Considering every line below, count those with the word "happen" and give only the result.

(Extracted data entries)
────────────────

PR #3298, opened 2024-06-14
NEVER MERGE: Test release Uberon (not to be merged!)

matentzn:
If you see this commit in the git history someone made a mistake, it was supposed to be for review purpose only.

This PR is the consequence of running the `make uberon` pipeline, omitting the faulty `DMBA:16271` mapping which causes an inconsisteny. All release files are updated, but there are some interesting changes:

- Lots of prefix changes
- The consider axioms are changed to PURL syntax in OWL serialisation? that seems odd

OLD:

<oboInOwl:consider>EFO:0001015</oboInOwl:consider>

New:

<oboInOwl:consider rdf:resource="http://purl.obolibrary.org/obo/EFO_0001015"/>


matentzn:
> 
@matentzn that change is from a string to an IRI, and that is what we wanted to happen for replaced_by and consider.

So for the EFO and FMA cases, we basically need to add idspace declarations into uberon-edit to make that work?

balhoff:
> So for the EFO and FMA cases, we basically need to add idspace declarations into uberon-edit to make that work?

That sounds right.

src/ontology/uberon-edit.obo
```diff
@@ -222728,7 +222728,6 @@ def: "A hypothalamic region in rodents that is homologous to the lateral tuberal
 comment: While lateral tuberal nucleus is often used interchangeably with tuberal nucleus in rodents, lateral tuberal nucleus is specific to humans and higher primates. In some cases, lateral tuberal nucleus is thought to be part of the tuberal nucleus in rodents, and could possibly be homologous to human tuberal region instead. {xref="PMID:29976824", xref="neuronames:1890", xref="PMID:1362279"}
 synonym: "lateral tuberal nucleus (sensu Rodentia)" BROAD [neuronames:1890]
 synonym: "lateral tuberal nucleus (sensu Rodentia)" EXACT [PMID:29976812]
-xref: DMBA:16271
```
gouttegd, line 222731: Just for the record: the proper way to workaround the issue caused by the problematic axiom in the DMBA bridge (which is something that ultimately must be fixed [upstream](https://github.com/obophenotype/ABA_Uberon/issues/36), the problem is _not_ in Uberon) is not to remove that cross-reference (the mapping here is correct) but to manually remove DMBA:16271 from the `src/ontology/bridge/uberon-bridge-to-dmba.owl` file, after that file has been refreshed from its original online location.

matentzn: My personal preference would be to literally freeze the bridge in the makefile by commenting it out, but I guess I will try to put the screws on the upstream issue instead. Thanks for linking it!

gouttegd: To be clear the fix must happen in [this repository](https://github.com/brain-bican/developing_mouse_brain_atlas_ontology/issues/1); I've linked the issue in the old repository only because it has a proper description of the problem, contrary to the new one that just states what the fix must be.

matentzn:
Superceded by #3300

PR #3299, opened 2024-06-14
Do not merge: Test release of Uberon with ODK 1.5.1

matentzn:
All updated files according to `make uberon`.


matentzn:
No longer needed

PR #3360, opened 2024-09-12
Fix incompatibility with ZFA's "head".

### LINKED ISSUE #379: What is a head?
In ZFA, a head is analagous to a mammalian head+neck.

This causes problems when we bring in spatial disjointness (see issue #378 )

screen shot 2013-11-12 at 5 11 33 pm

The def of head is pretty vague:

```
def: "The head is the anterior-most division of the body [GO]." [GO:0060322, Wikipedia:Head]
```

What's a division?

We introduced a grouping class to accommodate this:
- [UBERON:0007811](http://purl.obolibrary.org/obo/UBERON_0007811) ! craniocervical region   [DEF: "The anteriormost subdivision of the body that includes the head, jaws, pharyngeal region and the neck (if present). In vertebrates this is the subdivision that includes the cervical vertebrae."]
  - [UBERON:0000033](http://purl.obolibrary.org/obo/UBERON_0000033) ! head [DEF: "The head is the anterior-most division of the body [GO]."]
  - [UBERON:0000974](http://purl.obolibrary.org/obo/UBERON_0000974) ! neck [DEF: "Subdivision of body proper, which consists of a maximal set of diverse subclasses of organ and organ part spatially associated with the cervical vertebral coumn, it is partially surrounded by skin of neck. Examples: There is only one neck[FMA]."]

Should ZFA head be mapped to this parent class?

For now, only consider vertebrates - let's not get into the insect head problem...

Note: objections have been raised in the past about the term "craniocervical region". But I think we need some kind of logical structure like this regardless of what we call it.

One option is to call the parent "head" and the child "tetrapod head", but this is ugly, and would make the ontology confusing for mammalian users who expect the head to be... the head.

gouttegd:
In ZFA, the "head" (ZFA:0001114) corresponds to what Uberon calls the "craniocervical region" (UBERON:0007811), comprising the head proper and the neck. So we remap ZFA:0001114 to UBERON:0007811, rather than UBERON:0000033).

Also, the axiom stating that 'pharyngeal arch' (UBERON:0002539) is part of the 'embryonic head' (UBERON:0008816) is bogus, as some pharyngeal arches are located in the neck rather than the head. So we create a new term 'embryonic craniocervical region' to be the embryonic counterpart of 'craniocervical region' (as 'embryonic head' is the embryonic counterpart of 'head'), and rewrite the aforementioned axiom to state that 'pharyngeal arch' is part of the 'embryonic craniocervical region'.

Combined together, these two changes fix about 80 unsatisfiable classes in the merge product of Uberon and ZFA.

closes #379


aleixpuigb:
#gogoeditdiff

aleixpuigb:
I am wondering if it would be benefitial to add a GCI `('part of' some embryo) and ('part of' some 'craniocervical region') SubClassOf 'part of' some 'embryonic craniocervical region'`. Otherwise I will approve this PR.

gouttegd:
> I am wondering if it would be benefitial to add a GCI ('part of' some embryo) and ('part of' some 'craniocervical region') SubClassOf 'part of' some 'embryonic craniocervical region'.

Sounds sensible, but unsure about how beneficial it would be.

Unfortunately the effects of adding such a GCI wouldn’t be shown by `gogoeditdiff`, because we’d need `robot materialize` (instead of just `robot reason`) to infer `'part of' some 'embryonic craniocervical region'` parents, and we cannot use `robot materialize` in GitHub actions because it’s too memory-intensive with Uberon.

────────────────

* EXERCISE ANSWER *
2